City Government

Dirty Tricks On Clean Water

In a classic “fox guarding the hen house” move, Boise city councilors favoring a sewer bond to accommodate development and increased population have approved a ballot proposal with no input from the public or folks who may be opposed to increasing public debt.

Labeling the proposed sewer funding hike totaling $810 MILLION as “water renewal,” the November 2 city election ballot will have the biggest bond request in Idaho local government history. Even though only half the Boise residents can vote for a single city councilor this year, we can all vote for or against this mega spending proposal.

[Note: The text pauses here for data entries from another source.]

PR #2091, opened 2024-10-11
Add a long report ETL for testing pipeline job cancellation

labkey-tchad:
#### Rationale
In order to verify that cancelling a report job terminates the process, we need a long-running ETL.

#### Related Pull Requests
- https://github.com/LabKey/dataintegration/pull/277

#### Changes
- Add a long report ETL for testing pipeline job cancellation
- Rename and clean up `ETLScheduler`


src/org/labkey/test/pages/dataintegration/ETLSchedulerPage.java
```diff
@@ -127,7 +128,7 @@ public TransformRow setEnabled(boolean enable)
 //
 //        public TransformRow setVerboseLoggingEnabled(boolean enable)
```
labkey-jeckels, line 129: Delete this commented out code?

src/org/labkey/test/pages/dataintegration/ETLSchedulerPage.java
```diff
@@ -22,6 +22,7 @@
 import org.labkey.test.components.Component;
```
labkey-jeckels, line 22: Probably we should wait for when we consolidate into `premiumModules`, but it seems like it would be nice to have this test code and the `ETLtest` module live into the same repo as `dataintegration`

labkey-jeckels (approved):

PR #2094, opened 2024-10-15
Revert changes to use special characters in test

XingY:
#### Rationale
[SampleTypeLimitsTest](https://teamcity.labkey.org/buildConfiguration/LabkeyTrunk_DailyPostgres_2/3232211?buildTab=tests&suite=org.labkey.test.Runner%3A+&package=org.labkey.test.tests&class=SampleTypeLimitsTest).[testInsertLargeLineageGraph](https://teamcity.labkey.org/buildConfiguration/LabkeyTrunk_DailyPostgres_2/3232211?buildTab=tests)

#### Related Pull Requests
- 

#### Changes
-

### DIFF
--- a/src/org/labkey/test/tests/SampleTypeLimitsTest.java
+++ b/src/org/labkey/test/tests/SampleTypeLimitsTest.java
@@ -32,6 +32,7 @@ import java.util.Map;
 
 import static org.junit.Assert.assertEquals;
 import static org.junit.Assert.fail;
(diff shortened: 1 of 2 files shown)


labkey-tchad (approved):
The seems like it might be a product bug. Shouldn't we throw some kind of error if these imports fail?

XingY:
> The seems like it might be a product bug. Shouldn't we throw some kind of error if these imports fail?

The product bug is tracked in Issue 51432

PR #2098, opened 2024-10-16
Calculated fields error handling

cnathe:
#### Rationale
See related PR for rationale

#### Related Pull Requests
- https://github.com/LabKey/platform/pull/5938

#### Changes
- Selenium test helpers for calculated fields: clickValidateExpression(), hasGridError(), getGridError()
- Selenium test for calc field and parent alias check


labkey-susanh (approved):

src/org/labkey/test/components/ui/grids/ResponsiveGrid.java
```diff
@@ -644,6 +644,19 @@ public List<String> getGridMessages()
...
+    {
+        return getGridError() != null;
+    }
+
+    public String getGridError()
+    {
+        Locator.XPathLocator errorLocator = Locator.tagWithClass("div", "alert-danger");
+        if (errorLocator.existsIn(this))
+            return errorLocator.findElement(this).getText();
+        return null;
```
labkey-tchad: Could do something like this to avoid finding the element multiple times.
```suggestion
        Locator.XPathLocator errorLocator = Locator.tagWithClass("div", "alert-danger");
        return errorLocator.findOptionalElement(this).map(WebElement::getText).orElse(null);
```

labkey-tchad (approved):

src/org/labkey/test/components/ui/grids/ResponsiveGrid.java
cnathe: done

PR #2109, opened 2024-10-25
Issue 51521: Add switch to disable Server HTTP header

labkey-jeckels:
#### Rationale
Some organizations don't like having the product and version identified in HTTP headers. We can make it optional.

#### Related Pull Requests
- https://github.com/LabKey/platform/pull/5989

#### Changes
- Test the presence and absence of the header when toggling the setting

### DIFF
--- a/src/org/labkey/test/tests/AdminConsoleTest.java
+++ b/src/org/labkey/test/tests/AdminConsoleTest.java
@@ -18,6 +18,10 @@ package org.labkey.test.tests;
 import org.junit.BeforeClass;
 import org.junit.Test;
 import org.junit.experimental.categories.Category;
+import org.labkey.remoteapi.CommandException;
+import org.labkey.remoteapi.CommandResponse;
+import org.labkey.remoteapi.Connection;
+import org.labkey.remoteapi.SimpleGetCommand;
 import org.labkey.test.BaseWebDriverTest;
 import org.labkey.test.Locator;
 import org.labkey.test.TestTimeoutException;
@@ -26,12 +30,16 @@ import org.labkey.test.categories.Daily;
 import org.labkey.test.pages.core.login.LoginConfigRow;
 import org.labkey.test.pages.core.login.LoginConfigurePage;
 import org.labkey.test.util.ApiPermissionsHelper;
+import org.labkey.test.util.LogMethod;
 import org.labkey.test.util.PermissionsHelper;
+import org.labkey.test.util.TestLogger;
 import org.openqa.selenium.WebElement;
 
+import java.io.IOException;
 import java.util.ArrayList;
 import java.util.Arrays;
 import java.util.List;
+import java.util.Map;
 
 import static org.junit.Assert.assertEquals;
 import static org.junit.Assert.assertFalse;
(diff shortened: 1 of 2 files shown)


src/org/labkey/test/tests/AdminConsoleTest.java
```diff
@@ -51,6 +59,74 @@ public String getProjectName()
...
+            GetServerHeaderCommand command = new GetServerHeaderCommand();
+            command.execute(cn, "/home");
+            return command._server;
+        }
+        catch (IOException | CommandException e)
+        {
+            throw new RuntimeException("Failed to get Server HTTP response header", e);
+        }
+    }
+        @Test
```
labkey-tchad: Spacing looks messed up
```suggestion
    }
    
    @Test
```

src/org/labkey/test/tests/AdminConsoleTest.java
```diff
@@ -51,6 +59,74 @@ public String getProjectName()
     }
 
     @Test
+    public void testServerHttpHeaderSetting()
+    {
+        goToAdminConsole().clickSiteSettings();
+        waitForElement(Locator.name("includeServerHttpHeader"));
+        WebElement checkbox = Locator.checkboxByName("includeServerHttpHeader").findElement(getDriver());
+
+        boolean originalValue = "true".equals(checkbox.getAttribute("checked"));
```
labkey-tchad: "checked" is a valueless attribute. It's mere existence indicates that the checkbox is checked, even with `checked="false"`. This code implies that the `includeServerHttpHeader` checkbox is not written correctly.

That being said, Selenium understands standard HTML checkboxes.
```suggestion
        boolean originalValue = checkbox.isSelected());
```

labkey-tchad (changes requested):

src/org/labkey/test/tests/AdminConsoleTest.java
labkey-jeckels: > "checked" is a valueless attribute. It's mere existence indicates that the checkbox is checked, even with `checked="false"`. This code implies that the `includeServerHttpHeader` checkbox is not written correctly.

The bond proposal timing is brilliant. The voter turnout is likely to be sparse and the North End district will be the big council race

The craftily worded City ballot proposal:

TO CONTINUE TO PROTECT THE BOISE RIVER, ENSURE RELIABLE SEWER SERVICES, ENCOURAGE ECONOMIC DEVELOPMENT, AND TO TAKE CLIMATE ACTION, IN OCTOBER 2020 BOISE CITY COUNCIL APPROVED ESSENTIAL IMPROVEMENTS TO BOISE’S WATER RENEWAL SYSTEM (WITH AN ESTIMATED REPLACEMENT VALUE OF $3,000,000,000), INCLUDING UPGRADING AGING PIPES AND WATER TREATMENT FACILITIES, CONSTRUCTING AN ADDITIONAL FACILITY TO KEEP UP WITH CUSTOMER DEMAND AND LAUNCHING A RECYCLED WATER PROGRAM. IMPROVEMENTS WILL BE MADE AND CAN BE PAID FOR WITH CASH FROM HIGHER UPFRONT SEWER RATE INCREASES (UP TO 53%) OR FINANCED TO KEEP UPFRONT SEWER RATE INCREASES LOWER AND MORE AFFORDABLE. SHALL THE CITY OF BOISE CITY, IDAHO BE AUTHORIZED TO KEEP UPFRONT SEWER CUSTOMER RATE INCREASES LOWER AND MORE AFFORDABLE BY ISSUING AND SELLING ONE OR MORE SERIES OF REVENUE BONDS UP TO $570,000,000 OVER THE NEXT 10 YEARS?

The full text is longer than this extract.